Kilkadziesiąt osób zostało zatrzymanych w Mińsku. To uczestnicy marszu emerytów, którzy domagali się odejścia białoruskiego prezydenta Alaksandra Łukaszenki - poinformował portal Onliner.

Jak podaje serwis Tut.by, ludzie zgromadzili się na Placu Niepodległości, gdzie miał rozpocząć się 11. już marsz emerytów. Zgromadzeni skandowali hasła "Odejdź!" i "Niech żyje Białoruś". Niektórzy mieli flagi w biało-czerwono-białych barwach, używanych przez białoruską opozycję.

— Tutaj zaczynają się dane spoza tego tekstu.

PR #1241, opened 2024-02-09
BQ merge fixes

serprex:
BQ `it.Next(&row)` seems to mutate the target,
https://github.com/googleapis/google-cloud-go/blob/f049c9751415f9fc4c81c1839a8371782cfc016c/bigquery/value.go#L490
so reallocate a fresh row each iteration

ArrayChunks: replace with ArrayIterChunks. Document behavior when input is empty slice
Also reduces allocations, since we've seen people having 1000+ columns

go 1.22 has a rangefunc experiment, so eventually we can replace this with that https://go.dev/wiki/RangefuncExperiment

### DIFF
--- a/flow/connectors/utils/array.go
+++ b/flow/connectors/utils/array.go
@@ -18,17 +18,23 @@ func ArrayMinus[T comparable](first, second []T) []T {
 	return result
 }
 
-func ArrayChunks[T any](slice []T, size int) [][]T {
-	var partitions [][]T
-
-	for size < len(slice) {
-		slice, partitions = slice[size:], append(partitions, slice[0:size])
+// Call f with subslices of slice. An empty slice will call f once with nil.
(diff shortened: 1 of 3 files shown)


flow/connectors/utils/array.go
```diff
@@ -18,17 +18,11 @@ func ArrayMinus[T comparable](first, second []T) []T {
 	return result
 }
 
-func ArrayChunks[T any](slice []T, size int) [][]T {
-	var partitions [][]T
-
-	for size < len(slice) {
-		slice, partitions = slice[size:], append(partitions, slice[0:size])
+func IterChunks[T any](slice []T, size int, f func(chunk []T)) {
+	slicelen := len(slice)
```
heavycrystal, line 22: defensive: exit early if size <= 0

heavycrystal: otherwise will hang indefinitely

heavycrystal (approved):

PR #1256, opened 2024-02-12
Filter out invalid BigQuery timestamps

### LINKED ISSUE #1254: BigQuery Timestamp: Don't accept values less than 0 AD and more than 9999AD
This is the [range for BigQuery's timestamp](https://cloud.google.com/bigquery/docs/reference/standard-sql/data-types#timestamp_type) and it will not allow values outside the range to be inserted.

Log the values which are rejected.

Amogh-Bharadwaj:
Fixes #1254 
Adds a test for it in QRep

Such values aren't accepted by pgtype's timestamp so there's no question of supporting it via CDC (verified via automated test I wrote for CDC)


flow/model/qvalue/avro_converter.go
```diff
@@ -249,6 +250,17 @@ func (c *QValueAvroConverter) ToAvroValue() (interface{}, error) {
 				return t.(int64), nil
 			}
 		}
+
+		// Bigquery will not allow timestamp if it is less than 1AD and more than 9999AD
+		// So, we make such timestamps as null
```
serprex, line 255:
```suggestion
		// So make such timestamps null
```

flow/model/qvalue/avro_converter.go
```diff
@@ -397,7 +409,20 @@ func (c *QValueAvroConverter) processGoTimestampTZ() (interface{}, error) {
 	if c.TargetDWH == QDWHTypeSnowflake {
 		return t.Format("2006-01-02 15:04:05.999999-0700"), nil
 	}
-	return t.UnixMicro(), nil
+
+	tMicro := t.UnixMicro()
+	// Bigquery will not allow timestamp if it is less than 1AD and more than 9999AD
+	// So, we make such timestamps as null
```
serprex, line 415:
```suggestion
	// So make such timestamps null
```

flow/model/qvalue/avro_converter.go
```diff
@@ -415,7 +440,19 @@ func (c *QValueAvroConverter) processGoTimestamp() (interface{}, error) {
 	if c.TargetDWH == QDWHTypeSnowflake {
 		return t.Format("2006-01-02 15:04:05.999999"), nil
 	}
-	return t.UnixMicro(), nil
+
+	tMicro := t.UnixMicro()
+	// Bigquery will not allow timestamp if it is less than 1AD and more than 9999AD
+	// So, we make such timestamps as null
```
serprex, line 446:
```suggestion
	// So make such timestamps null
```

flow/model/qvalue/avro_converter.go
serprex: Seems like this should be a helper function since it's repeated 3 times

flow/model/qvalue/avro_converter.go
```diff
@@ -415,7 +440,19 @@ func (c *QValueAvroConverter) processGoTimestamp() (interface{}, error) {
...
+	if c.TargetDWH == QDWHTypeBigQuery {
+		if tMicro < 0 || tMicro > 253402300799999999 {
+			slog.Info("Unlimited Timestamp value for BigQuery",
```
serprex, line 449: Don't use global slog

serprex (dismissed):

flow/model/qvalue/timestamp.go
```diff
@@ -0,0 +1,18 @@
+package qvalue
+
+import (
+	"time"
+
+	"go.temporal.io/sdk/log"
+)
+
+// Bigquery will not allow timestamp if it is less than 1AD and more than 9999AD
+func DisallowedTimestamp(dwh QDWHType, t time.Time, logger log.Logger) bool {
```
serprex, line 10: not checking `dwh` so this function isn't only applying to BQ

flow/model/qvalue/avro_converter.go
```diff
@@ -414,7 +419,17 @@ func (c *QValueAvroConverter) processGoTimestampTZ() (interface{}, error) {
...
-	return t.UnixMicro(), nil
+
+	tMicro := t.UnixMicro()
+	// Bigquery will not allow timestamp if it is less than 1AD and more than 9999AD
+	// So make such timestamps null
+	if c.TargetDWH == QDWHTypeBigQuery {
+		if DisallowedTimestamp(c.TargetDWH, t, c.logger) {
+			return nil, nil
+		}
+	}
```
serprex, line 430:
```suggestion
	if DisallowedTimestamp(c.TargetDWH, t, c.logger) {
		return nil, nil
	}
```

flow/model/qvalue/avro_converter.go
```diff
@@ -414,7 +419,17 @@ func (c *QValueAvroConverter) processGoTimestampTZ() (interface{}, error) {
 	if c.TargetDWH == QDWHTypeSnowflake {
 		return t.Format("2006-01-02 15:04:05.999999-0700"), nil
 	}
-	return t.UnixMicro(), nil
+
+	tMicro := t.UnixMicro()
```
serprex, line 423:
```suggestion
```
can move this back to `return t.UnixMicro(), nil`

Amogh-Bharadwaj:
updated description

serprex (approved):

PR #1275, opened 2024-02-13
better CDC error logging

iskakaushik:


flow/connectors/utils/avro/avro_writer.go
```diff
@@ -190,11 +192,14 @@ func (p *peerDBOCFWriter) WriteRecordsToS3(ctx context.Context, bucketName, key
...
+	buf := buffer.New(32 * 1024 * 1024) // 32MB in memory Buffer
+	r, w := nio.Pipe(buf)
+
 	defer r.Close()
 	var writeOcfError error
 	var numRows int
 	var noPanic bool
+
 	go func() {
 		defer w.Close()
```
serprex, line 204: We should use recover here to catch panicErr & set `writeOcfError` to panicErr

serprex (approved):

PR #1280, opened 2024-02-13
CreateNormalizedTable: lift loop, make it based on separate connector

serprex:
Snowflake was sending a heartbeat for each table, BQ was using HeartbeatRoutine, clickhouse wasn't sending heartbeats. Unify on HeartbeatRoutine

Po około godzinie OMON otoczył ludzi i zaczęły się zatrzymania. Emerytów wsadzono do ustawionych wcześniej w pobliżu busów. Według czytelników Tut.by, zatrzymano 30-40 osób. Onliner również pisze o kilkudziesięciu zatrzymanych.

Niedawno dzwoniła babcia, zatrzymano ją razem z prababcią na marszu emerytów, teraz z mamą jedziemy ich szukać po komisariatach. Moja babcia ma 67 lat, a jej mama 89. Nie wiemy, gdzie ich szukać - powiedziała portalowi Tut.by czytelniczka Daria

Mińska policja na razie nie skomentowała oficjalnie zatrzymań.

Masowe akcje protestu trwają na Białorusi od wyborów prezydenckich 9 sierpnia. Ich uczestnicy protestują przeciw reelekcji Łukaszenki na urząd prezydenta kraju . Uważają wybory za sfałszowane.